That being said, in your case if you can't preform a Boolean operation on your object it is most likely because your mesh is either too complex for the application to handle or has one of multiple common geometry issues.

Boolean operations on meshes are limited at best. If there are errors in your objects like discontinuities, wholes, inconsistent normals, overlapping geometry, or any other geometry problems that make your mesh non-manifold or non watertight they will fail to various degrees.
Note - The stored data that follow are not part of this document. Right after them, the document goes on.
PR #3127, opened 2026-09-07
fix(eve): opt-in task context caching

bryan-hunter:
### Summary

Changing task status breaks the reusable prompt prefix before conversation history. Add `experimental.taskContextAtTail` to move it after history. Default behavior is unchanged.

```ts
defineAgent({
  // ...
  experimental: { taskContextAtTail: true },
});

// Before (simplified)
[system, "2 tasks pending", ...history]
[system, "1 task pending",  ...history]

// Opted in: only the tail changes
[system, ...history, "2 tasks pending"]
[system, ...history, "1 task pending"]
```

Applies to task status and task-delivery context. On the first model step this also changes that context from system-role to user-role. Authored system instructions, scheduled instructions, and tool-approval ordering are unchanged. Opt-in while we evaluate model behavior and provider cache reuse.

### Validation

- Focused harness, session, compiler, and runtime tests pass, covering default ordering, opted-in placement, and session hydration.
- Synthetic 28 KB request retained ~30 characters of common prefix before the change versus ~28 KB after it. This measures request construction, not billed cache savings.
- No live model savings measured yet.

### Checklist

### DIFF
--- a/.changeset/task-context-tail.md
+++ b/.changeset/task-context-tail.md
@@ -1,0 +1,5 @@
+---
+"eve": patch
+---
+
+Add opt-in `experimental.taskContextAtTail` to place changing task context after conversation history for prompt cache reuse. Default message ordering remains unchanged.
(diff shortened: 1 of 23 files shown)


bryan-hunter:
Superseded by #3129. Moving the mutable task inventory to the tail improves placement but still resends the inventory and retains the launch/pending/settled reporting policy. The replacement opts into existing chronological task receipts and notifications, lets the parent decide when to continue or report, and restores task identities after compaction. Default behavior stays unchanged; notification batching remains separate in #3128.

PR #3129, opened 2026-09-08
feat(eve): preserve prompt cache prefixes with task event delivery

bryan-hunter:
## Withdrawn — replaced by #3135

The original cache explanation was incorrect: delivered task snapshots already append to durable history. They do not replace earlier snapshots.

The reproduced prefix change occurs in the separate temporary first-turn task-guidance path. #3135 addresses that placement while retaining default task reporting and dispatch.

This branch also proposed dispatching children between parent steps and changing reporting policy. Those broader semantics are not required for the narrow fix and are no longer being pursued here. Completion batching remains independent in #3128.

The earlier live runs did not establish a controlled cache-savings result for this PR.

### DIFF
--- a/.changeset/task-event-delivery.md
+++ b/.changeset/task-event-delivery.md
@@ -2,4 +2,4 @@
 "eve": patch
 ---
 
-Add opt-in `experimental.taskEventDelivery` for agents that orchestrate background work. Task notifications remain chronological instead of reinjecting mutable cohort state; the agent decides when to continue or report, with task identities restored after compaction.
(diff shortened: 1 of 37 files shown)


bryan-hunter:
Superseded by #3135. Correction: delivered task snapshots already append to durable history; they do not rewrite earlier snapshots. The confirmed prefix change is the separate temporary first-turn task guidance in system instructions. #3135 addresses that placement without this PR’s experimental API, dispatch changes, or reporting-policy changes. No controlled provider cache-savings claim is being made.

PR #3131, opened 2026-09-08
fix(eve): persist framework prompt announcements

ruiconti:
### Summary

Framework announcements reached the model but were omitted from `session.history`. When task or skill state changed, eve rebuilt that context on the next request, changing an earlier part of the prompt and reducing cache reuse. This change saves those announcements with the conversation so subsequent requests retain the existing prefix and append updates. It also removes the pending-task silence instruction, which could suppress later user replies when retained in history.

Related to #3129.

### Behavior

`promptMessages` now receives `currentMessages.history`, including task, skill, and delivery announcements as user-role messages from the first turn. Task snapshots are read from `session.state` before each model call, so they include newly started work.

For two background tasks, A and B:

```text
Before
Call 1: [system]             [user request]
Call 2: [system + A pending] [user request] [start A → accepted]
Call 3: [system + A pending] [user request] [start A → accepted] [start B → accepted]

After
Call 1: [system] [user request]
Call 2: [system] [user request] [start A → accepted] [A pending]
Call 3: [system] [user request] [start A → accepted] [A pending] [start B → accepted] [A pending, B pending]
```

Previously, starting A changed the system prompt, and the snapshot remained stale when B started. Each new request now extends the preceding one, with unchanged announcements omitted.

`HistoryStateKey` tracks the last announcements saved in history. It advances only when a step returns updated history and resets when history is cleared or compacted. Failed model calls do not advance it, and completed compaction survives a later model failure. Client context and temporary approval-resume instructions remain outside durable history.

The pending-task silence instruction is removed. Once retained in history, it could suppress a later user question: a partial completion followed by “what is 7×8?” produced `<eve-empty-delivery/>` instead of `56`. Pending wakes still accept empty responses, but no longer instruct the model to be silent. Existing batching combines completions already queued; it does not wait for unfinished siblings, so partial reports are allowed.

### Validation

The new real-model eval launches five background reviewers in parallel, covering both the first and a later user turn. It verifies overlapping work, all five completion notifications, and a final report. Every subsequent parent request must read at least **98% of the preceding input** from the provider cache; a single miss below that threshold fails the eval.

Both cases pass on [OpenAI](https://github.com/vercel/eve/actions/runs/34299614423/job/102303587114) and [Anthropic](https://github.com/vercel/eve/actions/runs/34299614423/job/102303587059) at `e8581ac88`, with all twelve cache checks passing per provider. The same scenario on [unpatched main](https://github.com/vercel/eve/actions/runs/34294439356) completes the reviews but fails every cache check, demonstrating that it catches the regression.

Unit and integration coverage verifies announcement persistence across serialized steps, clear, compaction, cancellation, and approval resume. The compaction fixtures now request the review and handoff their agent performs and return repository findings and handoff notes instead of repeated filler; their two-compaction and no-repeat assertions remain. Unit, integration, scenario, compaction, task-reporting, lint, and typecheck checks passed at `e8581ac88`.

An intermittent failure remains unexplained: earlier OpenAI runs reported an isolated zero-cache response despite an unchanged prefix in the captured trace, and [correctly failed CI](https://github.com/vercel/eve/actions/runs/34294031305/job/102288824722). The latest run had no such misses. Neither provider's latest eval log contains filtering or an empty-response retry.

The [comparison results](https://github.com/vercel/eve/pull/3131#issuecomment-5604736862) show why the pending-task silence instruction was removed.

The final regression uses the ordinary fixture model without the experiment wrapper. It requires the user answer before sibling tasks finish and a complete final report; the compaction case also retains its complete-report assertion. At `2e6c44266`, rebased onto main `d630b218a`, 390 focused unit tests, 55 harness integration tests, build, all 45 typecheck tasks, frozen-lockfile install, conflict-file lint/format checks, documentation checks, and invariant checks pass locally. Real-model CI for the rebased revision is pending; the [pre-rebase run](https://github.com/vercel/eve/actions/runs/34371424852) tests `75241a560`.

### Checklist


De-ASI-INTERFACE (approved):

De-ASI-INTERFACE (approved):

De-ASI-INTERFACE (approved):

De-ASI-INTERFACE (approved):

De-ASI-INTERFACE (approved):

AndrewBarba (approved):

ruiconti:
The parent should answer a new user question while background work continues.

The test starts three warehouse lookups. After a partial result arrives, the user asks:

> Alice is packing seven boxes with eight jars in each. How many jars is that?

Expected: a reply containing **56**, before the remaining lookups finish.

Both groups receive the same silence instruction on the first completion wake. At the user question, we either keep that instruction in the model's history or remove it. We ran 20 interleaved trials per group, with the same batching code.

| Behavior being checked (Opus) | Expected | Instruction kept at user question | Instruction removed at user question |
| --- | --- | ---: | ---: |
| Answer the jar-count question before the remaining lookups finish | **20/20** replies containing `56` | **4/20 — fail** | **20/20 — pass** |
| Suppress the user's answer with `<eve-empty-delivery/>` | **Never (0/20)** | **16/20 — fail** | **0/20 — pass** |
| Report all three lookup results after the work finishes | **20/20** complete reports | **20/20 — pass** | **20/20 — pass** |

The first completion wake was silent in **20/20 trials in both groups**, before the user asked the question. That is a shared experiment setup check; the behavior under test is answering the subsequent user question and delivering the final results.

The instruction meant for a background notification was also suppressing the user's answer. [Opus results and traces](https://github.com/vercel/eve/actions/runs/34363146587/job/102505056779).

[Sol answered 20/20 in both groups](https://github.com/vercel/eve/actions/runs/34363146587/job/102505056842), so the effect depends on the model. These were separate conversations, not identical replays; this comparison measures the instruction's effect, not batching improvements.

There are also complexity limits that can be handled. If you are reaching Blender, the algorithms, hardware, or available resources limits, you should break down your objects into more manageable chunks.

Possible solutions

There are many common issues with Booleans and very well known solutions to deal with them that have been thoroughly covered before. What you need to do is clean up your meshes and make sure these errors and discontinuities are gone. Stuff you can try:

  1. Removing doubles - Edit Mode > W > Remove Doubles (Alt + M > By Distance for 2.8+), to merge all open or coincident geometry.
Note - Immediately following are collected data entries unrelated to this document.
PR #3155, opened 2026-09-08
feat(eve): add semantic model message kinds

chadhietala:
### Summary

eve sometimes adds `role: "user"` messages because a provider requires a user-final history, but traces previously could not say why that message was present. Brand framework input with a namespaced kind: `context.instruction`, `context.state`, `context.compaction`, `memory.load`, `execution.background_task`, `execution.continuation`, or `execution.retry`; genuine user input still has no `kind`. `context.*` covers injected context, `memory.load` recalled memory, and `execution.*` task and recovery lifecycle messages. Task messages are classified from their task-owned delivery and tagged before adapter results coalesce; cancelled deliveries retain their kind without changing the public channel contract.

### Validation

- `CI=true pnpm --filter eve build`
- `CI=true pnpm --filter eve test:unit` — 8,487 passed, 1 skipped
- `CI=true pnpm --filter eve typecheck`
- `CI=true pnpm exec oxfmt --check` and `CI=true pnpm exec oxlint` on changed TypeScript files
- `git diff --check`

### Checklist

### DIFF
--- a/packages/eve/src/execution/workflow-steps.ts
+++ b/packages/eve/src/execution/workflow-steps.ts
@@ -47,7 +47,7 @@ import { setChannelContext } from "#execution/channel-context.js";
 import { observeSessionActivity } from "#execution/session-activity-projection.js";
 import { hasPendingInputBatch } from "#harness/input-requests.js";
 import { activeTurnId } from "#harness/active-turn-id.js";
-import { coalesceTurnInputs } from "#harness/messages.js";
+import { coalesceTurnInputs, type UserModelMessage } from "#harness/messages.js";
 import { getWorkflowTaskCallIds, isWorkflowTaskInterrupt } from "#harness/workflow-task-state.js";
 import { getPendingWorkflowInterrupt } from "#harness/workflow-interrupt-state.js";
 import type { HandleEventFn, HarnessSession, StepInput, StepResult } from "#harness/types.js";
@@ -76,6 +76,8 @@ import { createDurableSessionState, readDurableSession } from "#execution/durabl
 import type { TurnStepInput } from "#execution/durable-session-migrations/turn-workflow.js";
 import { buildRuntimeIdentity, createExecutionNodeStep } from "#execution/node-step.js";
 import {
+  getBackgroundTaskDelivery,
+  markBackgroundTaskStepInput,
   resolveInitiatingTaskContext,
   resolveTaskDeliveryContext,
 } from "#tasks/delivery-context.js";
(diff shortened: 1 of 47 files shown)


packages/eve/src/execution/workflow-steps.ts
```diff
@@ -282,6 +282,9 @@ export async function turnStep(rawInput: TurnStepInput): Promise<DurableStepResu
         context: [...(resolved.context ?? []), taskContext.context],
       };
     }
+    if (resolved.message !== undefined) {
+      resolved = markFrameworkStepInput(resolved, "execution.background_task");
+    }
```
ruiconti: This seems like an indirect way of detecting background tasks

packages/eve/src/harness/compaction.ts
```diff
@@ -135,7 +135,7 @@ function toolResultCapHeuristic(input: CompactionHeuristicInput): CompactionHeur
     input.previousCheckpoint === undefined
       ? []
       : [
-          { content: COMPACTION_CHECKPOINT_MARKER, role: "user" },
+          createFrameworkUserMessage("context.compaction", COMPACTION_CHECKPOINT_MARKER),
```
ruiconti, line 138: Don't we also emit a compaction event? Worried about exposing redundant signals

chadhietala: We currently do not. The reason why I'm branding them is really just so we can treat them differently when we render.

packages/eve/src/harness/tool-loop.ts
```diff
@@ -962,20 +964,27 @@ export function createToolLoopHarness(config: ToolLoopHarnessConfig): StepFn {
...
     const ephemeralContextMessages: ModelMessage[] =
-      activeClientContext?.map((content) => ({ content, role: "user" })) ?? [];
+      activeClientContext?.map((content) =>
+        createFrameworkUserMessage("context.instruction", content),
+      ) ?? [];
     const preparedTurnInput: ModelMessage[] = [];
     if (effectiveStepInput?.context !== undefined && pending.deferredContext !== true) {
       for (const entry of effectiveStepInput.context) {
-        preparedTurnInput.push({ content: entry, role: "user" });
+        preparedTurnInput.push(createFrameworkUserMessage("context.instruction", entry));
```
ruiconti, line 980: @chadhietala one thought so this pattern is preserved using the type system would be to tag type the messages with `kind` and ensure that all abstractions expect said type. 

That way we can (at least somewhat) ensure event data is produced consistently when changes happen.

ruiconti (approved):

  2. Recalculate normals - In Edit Mode Ctrl + N (Alt + N for 2.8+) to make sure all surfaces are facing the same direction consistently.

  3. Check for holes - In Edit Mode press Space Bar and search for Select non Manifold. That should highlight any remaining wholes, or problems with your mesh which you must then solve by hand, like overlapping faces, inconsistent normals, missing geometry, etc.

  4. Ensure there are no coinciding or coplanar surfaces between the two operands - These usually confuse the algorithm making it unable to distinguish in from out.

  5. Eliminate any intersecting edges - If edges intersect between two operands (common with symmetric objects, geometric or orthogonal shapes, hard surface modeling, among others) operations will likely fail, this is a known limitation of current Boolean algorithm. Nudge them around very small distances, or rotate them micrometrically if need be to break perfect alignments.

  6. Search for self intersections which are common in data obtained from scanned data like 3D Scans, photogrammetry, or other real world captured data. Solving this will be mostly a manual process as there are no current built in tools to handle them automatically, but you can turn on Mesh Analysis from the Overlays popover to get a good indication of problematic areas.

After that your Boolean operation stands a better chance to produce good results, if your mesh is not too overly complex to successfully be processed. If that is the case the you should break it apart into smaller objects making sure that each and every one of them involved in Boolean operations is a watertight "closed" manifold mesh.

For Blender 2.8+ you can also try different calculation methods for the Boolean Modifier, like the Fast or Exact options, depending on the type of mesh you have.